Stored records:

__________

PR #312, opened 2026-07-31
Flexible cache format for madrat

codeZeilen:
This PR adds the feature to configure the file format used in caches to allow us to use qs2 which makes use of the cores we use in jobs to speed up writing (~5-10x) and reading (~2-3x).

The main change is that one can now register a cache format and then select one through a config or env variable. The cache format will fall back to rds reading if there is no cache file available in the desired format yet. 

The second change that is necessary is the conversion for generating PUCs at the end. For that all cache files to be included in the PUC are converted back to rds. To speed this up the cache format can provide a direct format->rds conversion function (qs2 for instance supports this).

Tests needed a lot of adjustments as they relied on `.rds` as extension.

TODO:
- [x] Check with CRAN workflows 
- [x] CRAN wincheck
- [x] Decide whether we want to keep the qs2 suggest
- [x] Evaluate correctness and runtime on full vanilla preprocessing
- [x] Evaluate correctness and runtime on full qs2 preprocessing
- [x] Check with REMIND preprocessing

Disclaimer: Large parts are generated using Claude then reviewed and adjusted.


R/cacheFormat.R
```diff
@@ -0,0 +1,144 @@
...
+  return(format)
+}
+
+# file extensions to look for when searching a cache file, in order of preference:
+# the configured format first, rds last as it is always readable (see cacheNames)
+cacheExtensions <- function() {
+  return(unique(c(cacheFormat()$extension, "rds")))
+}
+
+#' @importFrom tools file_ext
```
pascal-sauer, line 100: A bit weird to import here, instead of below where it's used, but it works 🤷

pascal-sauer: Did you also find out again that we cannot use tools::file_ext as madrat misidentifies this as a tool function call? 🙈

pascal-sauer: If you and/or your claude companion are ever bored... Cannot be too hard to fix 😉

R/cacheNames.R
```diff
@@ -0,0 +1,96 @@
+#' cacheNames
```
pascal-sauer, line 1: Was this an actual rewrite, or was cacheName.R just renamed? In case of the latter, could you tell git that it's actually a rename, so changes are displayed properly? Makes the review easier. I'll not look at this file for now

R/cachePut.R
```diff
@@ -40,14 +45,22 @@ cachePut <- function(x, prefix, type, fname, callString) {
     attr(x, "madratMessage") <- getMadratMessage(fname = paste0(prefix, type))
     attr(x, "callString") <- callString
 
-    # write to tempfile to avoid corrupt cache files in parallel running preprocessings
-    tempfileName <- paste0(fname, Sys.getenv("SLURM_JOB_ID", unset = ""))
-    saveRDS(x, file = tempfileName, compress = getConfig("cachecompression"))
-    file.rename(tempfileName, fname)
+    # write to tempfile to avoid corrupt cache files in parallel running preprocessings. The
+    # leading "." keeps the tempfile out of the Sys.glob cache file search in cacheNames.
```
pascal-sauer: Oh, this might be super relevant, no? 💡

R/initializeConfig.R
```diff
@@ -35,6 +35,7 @@ initializeConfig <- function(verbose = TRUE) {
                 forcecache           = FALSE,
                 ignorecache          = NULL,
                 cachecompression     = "gzip",
+                cacheformat          = Sys.getenv("MADRAT_CACHEFORMAT", unset = "rds"),
```
pascal-sauer, line 38: So we need MADRAT_CACHEFORMAT=qs2 in the piam apptainer/module?

R/pucAggregate.R
```diff
@@ -43,14 +43,17 @@ pucAggregate <- function(puc, regionmapping = getConfig("regionmapping"), ..., r
...
+                            madratCacheFormats) {
     # need to use `::` because this is run in another R session
     if (file.exists("puc/renv.lock")) {
       renv::init()
       renv::restore(lockfile = "puc/renv.lock", prompt = FALSE)
     }
     withr::local_options(madrat_cfg = madratCfg,
                          madrat_codelabels = madratCodelabels,
+                         # custom cache formats are not registered in this new session
+                         madrat_cacheformats = madratCacheFormats,
```
pascal-sauer, line 57: I was expecting `madrat_cacheformats = builtinformats[["rds"]]` or something like that, why is it like this?

R/retrieveData.R
```diff
@@ -380,6 +382,28 @@ retrieveData <- function(model, rev = 0, dev = "", cachetype = "def", puc = iden
   return(invisible(NULL))
 }
 
+#' .cacheFilesToRds
+#' Copies the given cache files into the current working directory, converting everything
+#' which is not already rds. Conversion failures are reported but do not raise an error, so
+#' that a lengthy data processing is never aborted by a problem with the puc file.
+#' @param cacheFiles Paths of the cache files to be put into a puc file.
+#' @return The file names as they should now exist in the current working directory.
+#' @importFrom tools file_path_sans_ext file_ext
```
pascal-sauer:
```suggestion
#' @importFrom tools file_path_sans_ext
```

R/setConfig.R
```diff
@@ -53,7 +53,13 @@
 #'  The top level function must always be part of this list.
 #' @param cachecompression logical or character string specifying whether cache files
 #' use compression. TRUE corresponds to gzip compression, and character strings "gzip",
-#' "bzip2" or "xz" specify the type of compression.
+#' "bzip2" or "xz" specify the type of compression. Only applies to the cache format "rds".
+#' @param cacheformat name of the serialization format used for cache files. Default is
+#' "rds", madrat also ships "qs2" (which is considerably faster, but requires the \code{qs2}
+#' package). Further formats can be added via \code{\link{registerCacheFormat}}. Cache files
+#' are written in the configured format, but an already existing rds file is still read if no
```
pascal-sauer, line 60: We are only falling back to rds, but never to qs2, yes? Hypothetically, if we switch to qs3 or so, it might make sense to use rds/qs2 opportunistically as fallback. Not sure if it's worth the effort to change now, but in case this is just inconsistent documentation it could be fixed.

tests/testthat/test-cacheCopy.R
```diff
@@ -1,17 +1,18 @@
 log <- c("Current madrat configuration:",
```
pascal-sauer: You're fixing a linter warning here, no? Shouldn't it be like this?
```suggestion
log <- c(
  "Current madrat configuration:",
```

pascal-sauer: If there's no linebreak after `(` I thought the linter would require indentation and braces like this:
`log <- c("asd",
          "fgh")`
Is that not the case?

tests/testthat/test-cacheFormat.R
```diff
@@ -0,0 +1,299 @@
+# NOTE: the calc functions defined in the tests below must all have distinct bodies. The
+# madrat graph is cached (see getMadratGraph) under a hash which does not distinguish
+# identically defined functions, so reusing a body makes a later test look up a function
+# which is not part of the cached graph.
```
pascal-sauer, line 4: That's good to keep in mind 💡 
Note: I'm not reviewing this 300 lines test file in detail, I trust you carefully checked it tests what it should :)

pascal-sauer (commented):
Thank you, great stuff! Will have a look at cacheNames once we clarified if it's a rewrite or file rename.

R/cacheNames.R
codeZeilen: Hm... I think this reaches the limits of git change tracking. It was marked as a rename but also includes a lot of changes, so I think it reached the threshold for being marked as a new file. 

Here is the manual diff between cacheName.R and cacheNames.R (looks worse than it is, some blocks are just moved around):

```diff
diff --git a/home/patrickr/tmp/cacheName.R b/R/cacheNames.R
index 3865908d..e3e0a010 100644
--- a/home/patrickr/tmp/cacheName.R
+++ b/R/cacheNames.R
@@ -1,22 +1,32 @@
-#' cacheName
+#' cacheNames
 #'
-#' Get the name of a cache file corresponding to the given args
+#' Get the names of the cache files corresponding to the given args
 #'
-#' @note With \code{setConfig(forcecache=TRUE)} cacheName will also return
-#' cache file names with deviating fingerprint if no fitting cache file is found
-#' (if there are multiple it will just return the newest one).
+#' @note With \code{setConfig(forcecache=TRUE)} cacheNames will also look for
+#' cache files with deviating fingerprint if no fitting cache file is found
+#' (if there are multiple it will just use the newest one).
+#'
+#' Cache files are searched for in the configured cache format (see
+#' \code{\link{setConfig}}) first and in "rds" second. This way an existing rds
+#' cache stays usable after switching to another cache format. Files found via
+#' this fallback are only read, never rewritten, so the returned write target
+#' always uses the configured format.
 #'
 #' @param prefix function prefix (e.g. "calc" or "read")
 #' @param type output type (e.g. "TauTotal")
 #' @param args a list of named arguments used to call the given function
-#' @return absolute path to a cache file that does not necessarily exist
+#' @return a list with two elements: \code{write}, the absolute path to the cache
+#' file that should be written for the given arguments (in the configured cache
+#' format), which does not necessarily exist, and \code{read}, the absolute path
+#' of an already existing, fitting cache file which should be read (possibly in
+#' another format), or NULL if there is none.
 #'
 #' @author Jan Philipp Dietrich, Pascal Sauer
 #' @seealso \code{\link{cachePut}}
 #' @keywords internal
 #' @examples
-#' madrat:::cacheName("calc", "TauTotal")
-cacheName <- function(prefix, type, args = NULL) {
+#' madrat:::cacheNames("calc", "TauTotal")
+cacheNames <- function(prefix, type, args = NULL) {
   fpprefix <- prefix
   if (prefix %in% c("convert", "correct")) {
     fpprefix <- "read"
@@ -35,50 +45,52 @@ cacheName <- function(prefix, type, args = NULL) {
   argsHash <- cacheArgumentsHash(call, args,
                                  errorOnMismatch = !(prefix %in% c("read", "correct")))
 
-  .fname <- function(prefix, type, fp, argsHash) {
-    return(paste0(getConfig("cachefolder"), "/", prefix, type, fp, argsHash, ".rds"))
+  # vectorized over extension
+  .fname <- function(fp, argsHash, extension) {
+    return(paste0(getConfig("cachefolder"), "/", prefix, type, fp, argsHash, ".", extension))
   }
 
-  fname <- .fname(prefix, type, paste0("-F", fp), argsHash)
-  fnameNoFingerprint <- .fname(prefix, type, "", argsHash)
+  extensions <- cacheExtensions() # Contains configured extension as well as rds
+  forcecache <- isConfigSet(prefix, type, "forcecache")
 
-  if (file.exists(fname)) {
-    return(fname)
-  }
-  if (!isConfigSet(prefix, type, "forcecache")) {
-    vcat(2, " - Cache file ", basename(fname), " does not exist", show_prefix = FALSE)
-    # returning fname even though that file does not exist -> calling function must
-    # check whether the returned file exist
-    return(fname)
-  }
+  # The file to write depends only on forcecache and always uses the configured format.
+  writeName <- .fname(if (forcecache) "" else paste0("-F", fp), argsHash, extensions[1])
 
-  if (isConfigSet(prefix, type, "ignorecache")) {
-    # the returned path won't be read, but it's used for writing
+  # The file to read may be in any registered format, preferring the configured one.
+  readName <- NULL
+  fittingFiles <- .fname(paste0("-F", fp), argsHash, extensions)
+  existingFiles <- fittingFiles[file.exists(fittingFiles)]
+  if (length(existingFiles) > 0) {
+    # identical fingerprint means identical content, so prefer the configured format
+    readName <- existingFiles[1]
+  } else if (!forcecache) {
+    vcat(2, " - Cache file ", basename(fittingFiles[1]), " does not exist", show_prefix = FALSE)
+  } else if (isConfigSet(prefix, type, "ignorecache")) {
     vcat(2, " - forcecache and ignorecache are both active", show_prefix = FALSE)
-    return(fnameNoFingerprint)
-  }
+  } else { # forceCache is TRUE
+    # no perfectly fitting file exists, try to find a similar one for forcecache
+    # (either with no fingerprint hash or with differing fingerprint)
+    files <- Sys.glob(c(.fname("-F*", argsHash, extensions),
+                        .fname("", argsHash, extensions)))
 
-  # no perfectly fitting file exists, try to find a similar one for forcecache
-  # (either with no fingerprint hash or with differing fingerprint)
-  files <- Sys.glob(c(.fname(prefix, type, "-F*", argsHash),
-                      fnameNoFingerprint))
+    # remove false positives
+    if (is.null(argsHash)) {
+      files <- files[!grepl("-[^F].*$", basename(files))]
+    }
 
-  # remove false positives
-  if (is.null(argsHash)) {
-    files <- files[!grepl("-[^F].*$", basename(files))]
+    if (length(files) == 0) {
+      vcat(2, " - No fitting cache file available", show_prefix = FALSE)
+      vcat(3, " - Search pattern ", paste(basename(.fname("-F*", argsHash, extensions)), collapse = ", "),
+           show_prefix = FALSE)
+    } else {
+      # found one or more similar files, use the newest one
+      readName <- files[robustOrder(paste(file.mtime(files), basename(files)), decreasing = TRUE)][1]
+      if (!isWrapperActive("pucAggregate")) {
+        vcat(1, " - forced cache does not match fingerprint ", fp,
+             fill = 300, show_prefix = FALSE)
+      }
+    }
   }
 
-  if (length(files) == 0) {
-    vcat(2, " - No fitting cache file available", show_prefix = FALSE)
-    vcat(3, " - Search pattern ", basename(.fname(prefix, type, "-F*", argsHash)), show_prefix = FALSE)
-    return(fnameNoFingerprint)
-  } else {
-    # found one or more similar files, use the newest one
-    fname <- files[robustOrder(paste(file.mtime(files), basename(files)), decreasing = TRUE)][1]
-  }
-  if (!isWrapperActive("pucAggregate")) {
-    vcat(1, " - forced cache does not match fingerprint ", fp,
-         fill = 300, show_prefix = FALSE)
-  }
-  return(fname)
+  return(list(write = writeName, read = readName))
 }
 ```

File: R/cacheNames.R [hunk 10]
```diff
@@ -0,0 +1,96 @@
...
+#' @param prefix function prefix (e.g. "calc" or "read")
+#' @param type output type (e.g. "TauTotal")
+#' @param args a list of named arguments used to call the given function
+#' @return a list with two elements: \code{write}, the absolute path to the cache
+#' file that should be written for the given arguments (in the configured cache
+#' format), which does not necessarily exist, and \code{read}, the absolute path
+#' of an already existing, fitting cache file which should be read (possibly in
+#' another format), or NULL if there is none.
+#'
+#' @author Jan Philipp Dietrich, Pascal Sauer
```
pascal-sauer:
```suggestion
#' @author Patrick Rein, Jan Philipp Dietrich, Pascal Sauer
```

R/cacheNames.R
```diff
@@ -0,0 +1,96 @@
...
+                  paste0(prefix, type),
+                  attr(fp, "call"),
+                  fixed = TRUE))
+  }
+  argsHash <- cacheArgumentsHash(call, args,
+                                 errorOnMismatch = !(prefix %in% c("read", "correct")))
+
+  # vectorized over extension
+  .fname <- function(fp, argsHash, extension) {
+    return(paste0(getConfig("cachefolder"), "/", prefix, type, fp, argsHash, ".", extension))
```
pascal-sauer, line 50: Sidenote: Jan intentionally writes inner functions as if they do not have access to the outer scope. I prefer less args/code, so using vars from the outer scope is fine by me.

R/cacheNames.R
pascal-sauer: Thanks, I reviewed it now.

R/cachePut.R
codeZeilen: Yes, the whole point of this change is that the file-extension now becomes important. The tmp-file before had the SLURM_JOB_ID at the end which prevents cacheWrite from determining what to do :| Instead of this route we could also separate the actual fileName and the tempfileName and pass both to cacheWrite like so: `cacheWrite(x, file = fname, tmpFile = tempfileName)`. Then we could continue using the old rename.

OR: We could actually move this whole logic into `cacheWrite`, letting the "caching I/O" layer handle the renaming and permission setting (now that I write this, I think this is the better solution actually).

Any thoughts? :)

R/initializeConfig.R
codeZeilen: Yes, this + a setting of the qs2 `nthreads` option in the system .Rprofile.

As an alternative, we could only do this for the preprocessing: https://github.com/magpiemodel/preprocessing-magpie/pull/5/changes

So far, we always went with an apptainer/module setting, right?

R/pucAggregate.R
codeZeilen: Interestingly, the PUC aggregation needs the configured format ("qs2" for us), not "rds". For the conversion we need to read the cache files which were written in the configured format (or rds as fallback, thus all configured formats) and only then write as rds, regardless of what is configured. Also: The configured extension also may contain a fast-path conversion to rds.

R/initializeConfig.R
pascal-sauer: I'd argue we want it also for development purposes outside of the preprocessing repo. Yes, we kept these kind of things in the apptainer/module so it's simply all in one place (more or less)

R/cachePut.R
pascal-sauer: Moving this into cacheWrite sounds good and makes sense to me. No strong feelings here

pascal-sauer (approved):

__________

-- TASK STATEMENT --
Which lines of the data above contain the string "setConfig"? Copy each of them.

-- SOLUTION FOR THIS PROBLEM --
R/setConfig.R
-#' @note With \code{setConfig(forcecache=TRUE)} cacheName will also return
+#' @note With \code{setConfig(forcecache=TRUE)} cacheNames will also look for
+#' \code{\link{setConfig}}) first and in "rds" second. This way an existing rds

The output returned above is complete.